## ABOUT THIS TASK
Go through the listing beneath this task and return every line that carries the string "benefit".

## RECORDS FOR THE EXERCISE
######

PR #4876, opened 2021-08-19
Add `consider-using-assignment-expr` to `CodeStyleChecker`

### LINKED ISSUE #4862: New check: Walrus operator recommended
### Current problem

Consider this still-common pattern:

```python
match = re.match(regex, string)
if match:
    do_stuff(match)
```

### Desired solution

As of Python 3.8, this can be rewritten with the "walrus":

```python
if (match := re.match(regex, string)):
    do_stuff(match)
```

Pylint should recommend using the walrus operator in situations like this.

### Additional context

See https://www.python.org/dev/peps/pep-0572/

cdce8p:
## Type of Changes

## Description

Add `consider-using-assignment-expr` check to `CodeStyleChecker` extension.

```py
# old
x = 2
if x:
    ...

# new
if (x := 2):
    ...
```
In this basic example brackets aren't really necessary. However I would still like to suggest them, as this will prevent errors in the future if the test changes.

Since the assignment expression requires Python 3.8, I modified the existing `py-version` setting from the `TypingChecker` extension, to be a global setting in the `[MASTER]` section. The current implementation is fully backwards compatible. It doesn't matter in which section `py-version` is defined. If not set, this will default to the current interpreter version.

The config change is already quite isolated. It wouldn't be an issue to create a separate PR for that if we want that.

Closes #4862


Pierre-Sassoulas (commented):
I would replace all reference to 'assignment expression' by 'walrus operator', this is the description I've seen in all python ressources talking about this personally.

cdce8p:
> I would replace all reference to 'assignment expression' by 'walrus operator', this is the description I've seen in all python ressources talking about this personally.

`Assignment expression` is the official name for it. Also the one used in the Python documentation.
https://docs.python.org/3.10/reference/expressions.html?highlight=walrus#assignment-expressions

--
This here is from PEP 572:
> During discussion of this PEP, the operator became informally known as "the walrus operator". The construct's formal name is "Assignment Expressions" (as per the PEP title), but they may also be referred to as "Named Expressions" (e.g. the CPython reference implementation uses that name internally).

https://www.python.org/dev/peps/pep-0572/#abstract

--
The help text mentioned `:=` directly and there is even a suggestion for what to use instead. So I don't think it's necessary to change that.

Pierre-Sassoulas (commented):
The checker itself is nice and could go in 2.11.

pylint/extensions/code_style.py
```diff
@@ -135,6 +152,79 @@ def _check_dict_consider_namedtuple_dataclass(self, node: nodes.Dict) -> None:
...
+
+        prev_sibling = node.previous_sibling()
+        if self._check_prev_sibling_to_if_stmt(prev_sibling, node_name.name):
+            test_str = node.test.as_string().replace(
+                node_name.name,
+                f"({node_name.name} := {prev_sibling.value.as_string()})",  # type: ignore
+                1,
+            )
+            suggestion = f"if {test_str}:"
+            if len(suggestion) > 88:
```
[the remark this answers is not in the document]
cdce8p: I haven't pushed that latest changes yet as I'm still working on it. There I added a new config value so users can change it.

> If we really want to do this I imagine we should behave differently if line-too-long is disabled or not and we should review all the checkers to see if it would also make sense...

I don't think that is necessary. Personally, I consider assignment expressions a special case as they are a truly optional feature that should only be used where it makes sense. It is completely independent from `line-too-long`.

Furthermore, I can't thing of any specific existing and none optional check that could benefit from such a setting. At least not of the top of my head. Once we add it and users would expect it to work for check x / y that doesn't work yet, I'm sure we would see requests for it and can change it then.

> But beside that I think it's counterintuitive to have a message change if the line is shorter or longer. I don't think we want to surprise user like that. [...] I think it's more reasonable to let the user know all the time that they can use a walrus operator, and if the line become too long because of it, they could refactor it so it's shorter.

Again, I would disagree here. A refactor is not always possible (or easy do accomplish). It's much more helpful to only recommend it in cases where there is a clear benefit from using it. It's just a recommendation for an optional feature after all.

One example, I think users won't like it if we recommend the use of `:=`, but it results in an additional line because black reformatted it. Now they will need to add a `pylint: disable`. If they do it two, three times, they will just disable the check completely and don't get anything from it. That doesn't help anyone.

pylintrc
```diff
@@ -36,6 +36,9 @@ unsafe-load-any-extension=no
 # run arbitrary code
 extension-pkg-allow-list=
 
+# Minimum supported python version
+py-version = 3.6
```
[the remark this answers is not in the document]
cdce8p: > Is this done in order to be able to lint py36 code using python 3.8 ?

Exactly. We don't want to recommend features that aren't yet available. I.e. I currently use 3.10 for development and running local pylint checks. Without this settings, pylint would recommend the use of assignment expressions locally. If a users wouldn't know about that, they might only find out about it when they run the CI check on their PR.

> But I'm a little afraid of what would need to be done on other checkers to keep that promise.

The `TypingChecker` extension already uses a similar setting. I would imagine that anything that checks deprecations could benefit as well. Although, those are easily handled due to the long deprecations periods and available alternatives.

cdce8p:
> The checker itself is nice and could go in 2.11.

That is my intention 🙂
I'll continue working on it over the next few days and let you know then.

pylintrc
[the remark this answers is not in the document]
Pierre-Sassoulas: Fair enough :)

pylint/extensions/code_style.py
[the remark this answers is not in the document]
Pierre-Sassoulas: > It is completely independent from line-too-long.

I don't think a checker that change behavior based on line length should be separated from our max-line-length option. If the value is 120 in max-line-length it means the user want to make 120 char lines. It would be strange to not raise a warning because more than 88 char is considered too much by this checker, when the user already explicitly said that 120 is okay.

pylint/extensions/code_style.py
```diff
@@ -41,12 +48,39 @@ class CodeStyleChecker(BaseChecker):
...
+            "Emitted when an if assignment is directly followed by an if statement and "
+            "both can be combined by using an assignment expression ``:=``. "
+            "Requires Python 3.8",
+        ),
     }
+    options = (
+        (
+            "max-line-length-suggestions",
+            {
+                "default": 88,
```
Pierre-Sassoulas, line 63: I think the default should be ``max-line-length`` from the format checker. This is the way to make pylint compatible with black formatting (the line length can be changed in black).

pylint/extensions/code_style.py
```diff
@@ -135,6 +174,131 @@ def _check_dict_consider_namedtuple_dataclass(self, node: nodes.Dict) -> None:
...
+    @staticmethod
+    def _check_ignore_assignment_expr_suggestion(
+        node: nodes.If, name: Optional[str]
+    ) -> bool:
+        """Return True if suggestion for assignment expr should be ignore.
+
+        E.g., in cases where a match statement would be a better fit
+        (multiple conditions).
+        """
+        if isinstance(node.test, nodes.Compare):
```
Pierre-Sassoulas, line 279:
```suggestion
        if not isinstance(node.test, nodes.Compare):
            return False
        ... 
```
Doing a premature return would decrease decrease indentation in the majority if the function.

pylint/extensions/typing.py
```diff
@@ -135,49 +122,38 @@ class TypingChecker(BaseChecker):
...
         self._consider_using_alias_msgs: List[DeprecatedTypingAliasMsg] = []
 
-    @lru_cache()
-    def _py37_plus(self) -> bool:
-        return self.config.py_version >= (3, 7)
-
-    @lru_cache()
-    def _py39_plus(self) -> bool:
-        return self.config.py_version >= (3, 9)
+    def open(self) -> None:
```
Pierre-Sassoulas, line 141: I like this change, we did not need lru cache for that. It could even be faster because we're not making a function call ? Anyway, that's great.

setup.cfg
```diff
@@ -49,6 +49,7 @@ install_requires =
     mccabe>=0.6,<0.7
     toml>=0.7.1
     colorama;sys_platform=="win32"
+    typing-extensions>=3.10.0;python_version<"3.10"
```
Pierre-Sassoulas, line 52: 👍

tests/functional/ext/code_style/code_style_consider_using_assignment_expr.py
```diff
@@ -0,0 +1,148 @@
...
+if d2 is not None:  # [consider-using-assignment-expr]
+    ...
+
+d3 = 2
+if d3 == 2:  # [consider-using-assignment-expr]
+    ...
+
+
+# -----
+# Don't emit warning if match statement would be a better fit
```
Pierre-Sassoulas, line 74: But we're not emitting warning for match statement yet 😄 Is that a glimpse of your future plan ? 😛

tests/functional/ext/code_style/code_style_consider_using_assignment_expr.txt
```diff
@@ -0,0 +1,18 @@
+consider-using-assignment-expr:4:3::"Use 'if (a1 := 2):' instead":HIGH
```
Pierre-Sassoulas, line 1: The message is nice, I like when the expected code is directly given in the message, very beginner friendly.

Pierre-Sassoulas (changes requested):
I only have minor comment, great work !

pylint/extensions/code_style.py
cdce8p: True, however not doing so allow for easier extension in the future. Furthermore, I don't think having a bit more indentations is that bad here as it's still fairly readable.

pylint/extensions/typing.py
cdce8p: Don't really know if it's faster. Probably not by much I imagine.
I didn't know about `open` when I first wrote the cached functions.

setup.cfg
cdce8p: Necessary to be able to import `TypeGuard`

tests/functional/ext/code_style/code_style_consider_using_assignment_expr.py
cdce8p: It might be 😄
But tbh I like it a bit better without `:=` in this case. There is a certain pattern in it that makes it beautiful (and better readable).
```py
o1 = 2
if o1 == 1:
    ...
elif o1 == 2:
    ...
elif o1 == 3:
    ...
```

tests/functional/ext/code_style/code_style_consider_using_assignment_expr.txt
cdce8p: I agree. Just a bit unfortunate that black will remove the brackets in this example since they are technically redundant -> `if a1 := 2:`. Anyway, I still think it's the right choice to include them in the suggestion as it's a lot safer, especially for beginners.

Pierre-Sassoulas (approved):

nickdrozd:
@cdce8p @Pierre-Sassoulas This check is enabled for the Pylint codebase, right? Shouldn't it have flagged a bunch of stuff? I was hoping to see what would turn up, but it looks like it isn't running.

Pierre-Sassoulas:
It's because we're supporting Python 3.6 :)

######

## OUTPUT FOR THIS EXERCISE
Furthermore, I can't thing of any specific existing and none optional check that could benefit from such a setting. At least not of the top of my head. Once we add it and users would expect it to work for check x / y that doesn't work yet, I'm sure we would see requests for it and can change it then.
Again, I would disagree here. A refactor is not always possible (or easy do accomplish). It's much more helpful to only recommend it in cases where there is a clear benefit from using it. It's just a recommendation for an optional feature after all.
The `TypingChecker` extension already uses a similar setting. I would imagine that anything that checks deprecations could benefit as well. Although, those are easily handled due to the long deprecations periods and available alternatives.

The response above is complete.